I panicked as I really wanted to leave everything in order in the event I did not survive the operation. I asked my nurse if I could pop out but she was not overly happy to let me out of the hospital because she had registered me. I explained that I had not written a will and needed to get a do-it-yourself will kit from the newsagents. The nurse was very understanding and gave me 30 minutes to undertake this task. On reflection, her understanding of my need to write a will could have meant many of her patients had needed one! Thankfully I did not make that connection.

I was really grateful to the nurse for bending the rules and I dashed out to the nearest newsagent, who seemed to have lots of these kits on sale, which was not reassuring. The question, ‘should I be worried about the easily accessible will kits?’ passed through my mind.

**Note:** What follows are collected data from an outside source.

Issue #564, opened 2026-04-18
fs/ext2: on-mount orphan-chain validation (bounded walk, cycle detection)


dburkart:
## Motivation

Implements RFC 0004 — ext2 filesystem driver (workstream D, read-path).

ext2's on-disk orphan list (`s_last_orphan` head threaded via `i_dtime` per inode) can be corrupted or point at reserved inodes. On mount the driver must walk the chain defensively — bounded iteration, cycle detection, reserved-ino rejection — and either drain (RW mount) or log (RO mount) surviving entries. An unchecked walk is a trivial DoS / EIO vector on a malicious image.

## Work

- [ ] Implement `Ext2SuperBlock::replay_orphan_list(&self, rw: bool) -> Result<(), Errno>`, called from `SuperOps::mount` after the root inode is loaded.
- [ ] Maintain a `BitVec` indexed by inode number to detect cycles; refuse any `ino < EXT2_GOOD_OLD_FIRST_INO` except `EXT2_ROOT_INO` (2) and reject any `ino >= s_inodes_count`.
- [ ] Bound the walk at `s_inodes_count` iterations — anything longer is a cycle or corruption → force read-only, log, return.
- [ ] On RW mount: for each surviving entry, truncate-to-zero (if `i_links_count == 0`) and free the inode + blocks via the allocator; remove from `s_last_orphan` chain.
- [ ] On RO mount: log each surviving entry with its i_mode/i_size, leave the chain untouched.
- [ ] Tests: craft a small image with (a) a valid 3-entry orphan chain, (b) a chain with a cycle, (c) a chain pointing at ino 0, (d) chain length > `s_inodes_count`. Verify correct drain, cycle detection, rejection, and forced-RO behaviour.

## Out of scope

- The orphan-add / orphan-remove sides used during unlink (covered in the unlink/rmdir issue).
- Kernel task or timer that periodically sweeps stale entries at runtime (mount-time is sufficient).

## Context

- Parent epic: #537
- RFC: `docs/RFC/0004-ext2-filesystem-driver.md` (§Orphan List on-disk + §Mount-time recovery)
- Depends on: inode read path (#561), block layout walker (#559).
- Blocks: all write-path work in Workstream E (unlink/rmdir reuse the orphan-add/remove helpers but rely on recovery for consistency).

Issue #560, opened 2026-04-18
fs/ext2: indirect-block walker with bounds-checked pointers + per-inode cache


dburkart:
## Motivation

Implements RFC 0004 — Workstream D (ext2 read path, wave 2). ext2's data-block
addressing uses 12 direct + 1 single-indirect + 1 double-indirect + 1 triple-indirect
pointers in `i_block[15]`. Resolving a logical block index to an absolute LBA has to
walk the correct chain. Every pointer read off disk is attacker-controlled if the
image is hostile, so every pointer MUST be bounds-checked.

## Work

- [ ] `resolve_block(inode: &Ext2Inode, logical_block: u32) -> Result<Option<u64>>`
      returning `Ok(None)` for a sparse hole and `Ok(Some(absolute_block))` otherwise
- [ ] Four paths: direct (< 12), single (< 12 + N), double (< 12 + N + N²), triple (else);
      `N = block_size / 4`
- [ ] Each indirect block read goes through the buffer cache (`bread`)
- [ ] **Bounds check every pointer**: pointer value ∈ `[s_first_data_block, s_blocks_count)` OR zero
      (sparse). Zero is the hole sentinel. Any pointer into the metadata-forbidden range
      (superblock sector, BGDT blocks, inode bitmap / block bitmap / inode-table blocks
      of any group) is rejected with `EIO` and the FS is forced RO.
- [ ] **Per-inode walk cache**: small (4–8 entries) recent (logical_block → absolute)
      cache on the inode, invalidated by an epoch stamp that bumps on truncate / write-extend
- [ ] Unit tests: direct, single-indirect, double-indirect, triple-indirect resolution
      against a fixture image with known layouts; sparse hole returns None; out-of-range
      pointer returns EIO and sets the mount to RO

## Out of scope

- Allocating blocks (Workstream E).
- Extents (ext4 feature) — not applicable.

## Context

- Parent epic: #537
- Depends on: #559 (Ext2Inode), Workstream C (buffer cache)
- RFC 0004 §Indirect-block walker, §Security (bounds checking)

Issue #559, opened 2026-04-18
fs/ext2: Ext2Inode + iget + inode cache + orphan_list strong-ref mirror


dburkart:
## Motivation

Implements RFC 0004 — Workstream D (ext2 read path, wave 2). iget loads an inode from
the inode table and returns a VFS `Arc<Inode>`. A cache on top (`Weak<Inode>` keyed by
ino) avoids reloading on every path-walk step. The `orphan_list` mirrors the on-disk
`s_last_orphan` chain with `Arc<Inode>` strong refs so an unlinked-but-open inode
can't be evicted before its last close.

## Work

- [ ] `struct Ext2Inode { fs: Weak<Ext2Fs>, ino: u32, meta: BlockingRwLock<Ext2InodeMeta>, block_map: BlockingRwLock<Option<BlockMap>>, unlinked: AtomicBool }`
- [ ] `Ext2InodeMeta` carries the decoded inode fields (uid, gid, mode, size, timestamps, `i_blocks` — in 512-byte units, `i_links_count`, raw `i_block[15]`)
- [ ] `impl InodeOps::getattr` — populate `stat` struct from `Ext2InodeMeta`
- [ ] `impl InodeOps::lookup` — directory-entry search for a single name (cooperates with Workstream D getdents64 issue)
- [ ] `iget(fs, ino)` — lookup by ino: inode-table block = `bg_inode_table + (ino_in_group * inode_size) / block_size`; offset within block = `(ino_in_group * inode_size) % block_size`
- [ ] `inode_cache: Mutex<BTreeMap<u32, Weak<Inode>>>` — hand out the same `Arc<Inode>` if it's still live
- [ ] **orphan_list**: `Mutex<BTreeMap<u32, Arc<Inode>>>` held on `Ext2Fs`, strong refs so the inode is not dropped while unlinked+open
- [ ] `Inode::drop` vetoes eviction when `unlinked == true` — the orphan path is the only path that sets it, and the orphan_list's strong ref keeps it alive
- [ ] Integration test: iget root (ino=2), iget a regular file, verify cache returns the same Arc

## Out of scope

- Indirect-block walker (next D issue).
- Directory iteration / lookup (D6).
- Orphan-chain replay on mount (D8).
- Adding/removing from orphan list (Workstream E's unlink path).

## Context

- Parent epic: #537
- Depends on: #557 (disk types), #558 (Ext2Fs/mount)
- RFC 0004 §Key data structures (Ext2Inode), §Orphan list

[...]

Issue #558, opened 2026-04-18
fs/ext2: Ext2Fs implements FileSystem + SuperOps; mount with feature-flag gate


dburkart:
## Motivation

Implements RFC 0004 — Workstream D (ext2 read path, wave 2). The superblock read and
mount-time validation is the gate between "this is an ext2 disk we understand" and
"abort or force-RO". Must exactly match ext2's feature-flag semantics so we don't
mount and silently corrupt a filesystem that uses features we don't implement.

## Work

- [ ] `kernel/src/fs/ext2/mod.rs` — `struct Ext2Fs` matching RFC 0004 §Key data structures
      (device, cache, sb, bgdt, inode_cache, orphan_list, mount_flags)
- [ ] `impl FileSystem for Ext2Fs` — driver registration + `mount(&dev, &flags)` entry
- [ ] `impl SuperOps for Ext2Fs` — `statfs`, `sync_fs`, `unmount`, etc.
- [ ] Mount sequence:
  1. `bread` superblock sector (disk offset 1024), validate `s_magic == 0xEF53`
  2. Read block group descriptor table
  3. Validate feature flags:
     - unknown `INCOMPAT_*` bit set → reject with `EINVAL`
     - unknown `RO_COMPAT_*` bit set → force `MS_RDONLY`
  4. If mount is RW: synchronously write `s_state := ERROR_FS` before returning (so a crash leaves a marker; `s_state` is cleared on clean umount by Workstream E)
  5. If mount is RO: **never** write the superblock
- [ ] `mount_flags` on the `Ext2Fs`: track `MS_RDONLY`, `MS_NOSUID`, `MS_NODEV`, `MS_NOATIME`
- [ ] Mount flag `MS_NOSUID` enforced by the execve gate + by stripping SUID bits on
      files being opened (that's the existing VFS's job; document assumption)
- [ ] Integration test against a host-produced `mkfs.ext2` fixture image: mount RO,
      mount RW (observing `s_state = ERROR_FS`), mount with bogus INCOMPAT (rejected),
      mount with bogus RO_COMPAT (forced RO)

## Out of scope

- umount's `s_state := clean` write (Workstream E).
- mount(2) syscall entry (Workstream F) — this issue only implements the driver;
  the boot path calls it directly for now.

## Context

- Parent epic: #537
- Depends on: #557 (disk types), Workstream C (buffer cache)
- RFC 0004 §Mount, §Feature-flag gate

PR #606, opened 2026-04-19
fs/ext2: Ext2Inode + iget + inode cache + orphan_list (#559)

dburkart:
## Summary

Lands Workstream D wave 2 of RFC 0004 (issue #559):

- **`Ext2Inode`** — driver-level inode with `meta: BlockingRwLock<Ext2InodeMeta>`, `block_map` slot for #560's walker, and an `unlinked: AtomicBool` the orphan-list path will flip.
- **`iget(super, sb, ino)`** — per-group + block-in-table arithmetic, reads the inode-table slot through the per-mount `BlockCache`, builds the VFS `Arc<Inode>`, publishes `Weak<Inode>` in the cache, races are winner-take-all.
- **`inode_cache: Mutex<BTreeMap<u32, Weak<Inode>>>`** — lookup shortcut, not an ownership root. Same `Arc<Inode>` returned while at least one live.
- **`orphan_list: Mutex<BTreeMap<u32, Arc<Inode>>>`** — strong refs that pin unlinked-but-open inodes per RFC 0004 §Orphan-list residency invariant. Constructed empty; populated by Workstream E's unlink path and mount-time replay in #564.
- **`InodeOps::getattr`** populated from the decoded meta; `InodeOps::lookup` stubbed to `ENOENT` (the dir-entry walker is the next issue).
- **`sb.root` wired at mount** via `iget_root(EXT2_ROOT_INO)`; mount failure there releases the single-mount latch.
- **`Ext2Fs::current_super()`** returns `Option<Arc<Ext2Super>>` so tests and `/proc/mounts` can reach the concrete per-mount type without a dyn-Any downcast.

Primary file is `kernel/src/fs/ext2/inode.rs` (new); `fs.rs` grew two fields on `Ext2Super` plus the root-inode wiring. No changes outside the ext2 module aside from a new `[[test]]` entry.

## Test plan

- [x] Host unit tests (`cargo test -p vibix --lib --features ext2`) — 432 pass, includes the new pure-function tests on `inode_kind_from_mode` / `Ext2InodeMeta::from_disk` / `vfs_meta_from`
- [x] New QEMU integration test `kernel/tests/ext2_inode_iget.rs` — 5 tests: getattr on root (mode/uid/size/blocks/nlink), iget of lost+found (non-root arithmetic), cache identity under live Arcs, EINVAL on `ino == 0` / `ino > s_inodes_count`, empty orphan list on fresh mount
- [x] `kernel/tests/ext2_mount.rs` still green (no regression to #558)

### DIFF
--- a/kernel/Cargo.toml
+++ b/kernel/Cargo.toml
@@ -352,3 +352,8 @@ required-features = ["ext2"]
 [[test]]
 name = "block_writeback"
 harness = false
+
+[[test]]
+name = "ext2_inode_iget"
+harness = false
+required-features = ["ext2"]
--- a/kernel/src/fs/ext2/fs.rs
+++ b/kernel/src/fs/ext2/fs.rs
@@ -152,6 +152,12 @@ pub struct Ext2Fs {
     /// Self-reference so `Ext2Super::unmount` can upgrade it and clear
     /// the latch. `Arc::new_cyclic` fills this in at construction.
     self_ref: Weak<Ext2Fs>,
+    /// Weak pointer to the currently-mounted `Ext2Super`, set on a
+    /// successful `mount` and cleared on `unmount`. Exposed via
+    /// [`Ext2Fs::current_super`] so integration tests (and the future
+    /// `/proc/mounts` consumer) can reach the concrete per-mount type
+    /// without a dyn-Any downcast on `Arc<dyn SuperOps>`.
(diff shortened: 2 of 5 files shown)


dburkart:
smoke keeps tripping #478; reran. Will wait for indirect flake to clear.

I bought a will kit and returned to the ward within the 30 minutes. I was sitting writing my will when this very handsome surgeon came along with 5 students. He asked me to pop on to the bed and then he noticed the partially written will sitting on the table. He declared ‘I had better do a good job as this lady seems to have a very low opinion of my skills!’ I was so embarrassed I could not find words to excuse myself. He laughed and saw the funny side of it.

Once he had moved on to the next patient I continued to sheepishly complete my will. The action of completing the will and putting ‘my house in order’ gave me peace of mind and I felt ready for the future, albeit with trepidation.